Problem requirements: Look below for the line containing "upower-glib >= $UPOWER_REQUIRED, has_upower=yes, has_upower=no)"; from there through the line containing "Are you sure", both lines included, please set down each line exactly and nothing else.

[Data records]
-- Opening Marker --
Issue #103, opened 2015-10-21
[1.11] mate-session-save tool doesn't work right after upgrade from 1.10


monsta:
Steps to reproduce:

1. Have MATE 1.10 installed.
2. Upgrade ```mate-desktop``` to 1.11 (see https://github.com/mate-desktop/debian-packages/commit/aca038f1235bb2d5801ee56bd69fb277cca0d376).
3. Upgrade ```mate-session-manager``` to 1.11 (also it's better to upgrade ```mate-settings-daemon``` to 1.11 at the same time, see https://github.com/mate-desktop/debian-packages/commit/f106be84565b5baae5d4e21c7a0dc9754574b9ea).
4. Try running ```mate-session-save``` with ```--logout-dialog``` or ```--shutdown-dialog``` or other arguments.
It will fail with an error message like this:
```
** (mate-session-save:2951): WARNING **: Failed to call logout: The name org.gnome.SessionManager was not provided by any .service files
```

It doesn't work as it's 1.11 version of the tool, so it tries to use ```org.gnome.SessionManager``` (after https://github.com/mate-desktop/mate-session-manager/commit/b01c41715ddad682c2e0d2a5eac8fa0deb91c5e8) - but the currently running session still uses ```org.mate.SessionManager```.

This affects the apps or applets that rely on ```mate-session-save``` to provide logout/shutdown ability (e.g. mintMenu): you can't log out or shut down the system. Of course the issue will be gone on the *next* session run, but... :smile:

This doesn't affect the built-in ```menu``` and ```menu-bar``` applets. They use panel's own code which still uses ```org.mate.SessionManager``` at the time. (Well, if you upgrade the panel to 1.11 as well, then restart it via ```killall mate-panel```, then it will cease to work; but would you do that? :smile:)

raveit65:
But a session restart after update of all affected packages should help?

monsta:
Yes, or some other solution.

@clefebvre @flexiondotorg @willysr @posophe @obache
So, we really need to solve this before 1.12 release - either upstream or in all distros...
Thoughts guys?

willysr:
upstream is preferred

monsta:
I was actually wondering *how* we'd solve it :smile:

raveit65:
dowstream maintainers need to do the update in one rush and marked it as 'restart is needed', if they are brave enough to update in a running release cycle ;)

monsta:
[...]

PR #104, opened 2015-10-21
mate-session-save: try org.mate.SessionManager if org.gnome fails

monsta:
fixes https://github.com/mate-desktop/mate-session-manager/issues/103


clefebvre:
+1

flexiondotorg:
+1

raveit65:
if it works for you +1

phattl:
I don't understand, how do I use org.mate.SessionManager?

clefebvre:
It's not used anymore, this just fixed a particular case during an upgrade.

PR #110, opened 2015-11-14
compile fix for upower 0.99 series

oleid:
upower 0.99 has lost support for hibernate and suspend. This leads to undefined
references to up_client_get_can_suspend  and up_client_get_can_hibernate on my
system. This patch removes any call to those functions for upower >= 0.99.

### DIFF
--- a/configure.ac
+++ b/configure.ac
@@ -146,13 +146,18 @@ AC_ARG_ENABLE(upower,
               enable_upower=$enableval,
               enable_upower=no)
 if test "x$enable_upower" = "xyes"; then
-    PKG_CHECK_MODULES(UPOWER, upower-glib >= $UPOWER_REQUIRED, has_upower=yes, has_upower=no)
+    PKG_CHECK_MODULES([UPOWER], [upower-glib >= $UPOWER_REQUIRED], has_upower=yes, has_upower=no)
 
     if test "x$has_upower" = "xyes"; then
         AC_DEFINE(HAVE_UPOWER, 1, [upower support])
         AC_SUBST(UPOWER_CFLAGS)
         AC_SUBST(UPOWER_LIBS)
     fi
+    PKG_CHECK_MODULES([UPOWER_HIBERNATE], [upower-glib < 0.99], has_upower_hibernate_suspend=yes, has_upower_hibernate_suspend=no)
+    if test "x$has_upower_hibernate_suspend" = "xyes"; then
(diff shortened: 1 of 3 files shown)


clefebvre:
strange... msm compiled in both LMDE and Mint.. with LMDE using the newer upower.

oleid:
Probably it's related to systemd as well. I *guess* LMDE and Mint don't ship with systemd and thus, they use an upower version with this functionality.

https://bugs.debian.org/cgi-bin/bugreport.cgi?bug=752425
Both,
```
$ strings /usr/lib/libupower-glib.so | grep hibernate
$ strings /usr/lib/libupower-glib.so | grep suspend 
```
don't return anything on my Gentoo/systemd and on my ArchLinux system.

raveit65:
same in fedora
```
[rave@mother ~]$ strings /usr/lib64/libupower-glib.so | grep hibernate
[rave@mother ~]$ strings /usr/lib64/libupower-glib.so.3 | grep hibernate
[rave@mother ~]$ strings /usr/lib64/libupower-glib.so.3.0.1 | grep hibernate
[rave@mother ~]$ strings /usr/lib64/libupower-glib.so.3.0.1 | grep suspend
[rave@mother ~]$ strings /usr/lib64/libupower-glib.so.3 | grep suspend
[rave@mother ~]$ strings /usr/lib64/libupower-glib.so | grep suspend
```
don't return anything.
But i didn't get any undefined references during compile.

oleid:
@raveit65 Are you sure upower is enabled during configure? It seems to be disabled in the spec file in rawhide:

 ftp://rpmfind.net/linux/fedora/linux/development/rawhide/source/SRPMS/m/mate-session-manager-1.12.0-1.fc24.src.rpm

raveit65:
well, you're are right...to much packages to maintain :)
Here in fedora i don't need upower because all is handled by systemd-login itself.
So i never stumbled in this build issue.
Are you shure you need upower with systemd on gentoo?

tarakbumba:
I can confirm this issue and PR fixes that. Today i tried to rebuild mate-session-manager with upower enabled on my Mageia machine. Mageia Cauldron provides upower-glib = 0.99.3 and build fails. This PR fixes build.

monsta:
Oops. Good catch, thanks.

Speaking of LMDE 2, we have systemd support set to "auto" (no build options, just autodetect systemd lib) and don't use ```--enable-upower```, so we missed this. No one tried to build it with support for upower 0.99 which basically does nothing here... :smile:

monsta:
Fix is also ported to 1.12 branch and released in version 1.12.2 today.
-- Closing Marker --
Expected answer:
-    PKG_CHECK_MODULES(UPOWER, upower-glib >= $UPOWER_REQUIRED, has_upower=yes, has_upower=no)
+    PKG_CHECK_MODULES([UPOWER], [upower-glib >= $UPOWER_REQUIRED], has_upower=yes, has_upower=no)
 
     if test "x$has_upower" = "xyes"; then
         AC_DEFINE(HAVE_UPOWER, 1, [upower support])
         AC_SUBST(UPOWER_CFLAGS)
         AC_SUBST(UPOWER_LIBS)
     fi
+    PKG_CHECK_MODULES([UPOWER_HIBERNATE], [upower-glib < 0.99], has_upower_hibernate_suspend=yes, has_upower_hibernate_suspend=no)
+    if test "x$has_upower_hibernate_suspend" = "xyes"; then
(diff shortened: 1 of 3 files shown)


clefebvre:
strange... msm compiled in both LMDE and Mint.. with LMDE using the newer upower.

oleid:
Probably it's related to systemd as well. I *guess* LMDE and Mint don't ship with systemd and thus, they use an upower version with this functionality.

https://bugs.debian.org/cgi-bin/bugreport.cgi?bug=752425
Both,
```
$ strings /usr/lib/libupower-glib.so | grep hibernate
$ strings /usr/lib/libupower-glib.so | grep suspend 
```
don't return anything on my Gentoo/systemd and on my ArchLinux system.

raveit65:
same in fedora
```
[rave@mother ~]$ strings /usr/lib64/libupower-glib.so | grep hibernate
[rave@mother ~]$ strings /usr/lib64/libupower-glib.so.3 | grep hibernate
[rave@mother ~]$ strings /usr/lib64/libupower-glib.so.3.0.1 | grep hibernate
[rave@mother ~]$ strings /usr/lib64/libupower-glib.so.3.0.1 | grep suspend
[rave@mother ~]$ strings /usr/lib64/libupower-glib.so.3 | grep suspend
[rave@mother ~]$ strings /usr/lib64/libupower-glib.so | grep suspend
```
don't return anything.
But i didn't get any undefined references during compile.

oleid:
@raveit65 Are you sure upower is enabled during configure? It seems to be disabled in the spec file in rawhide:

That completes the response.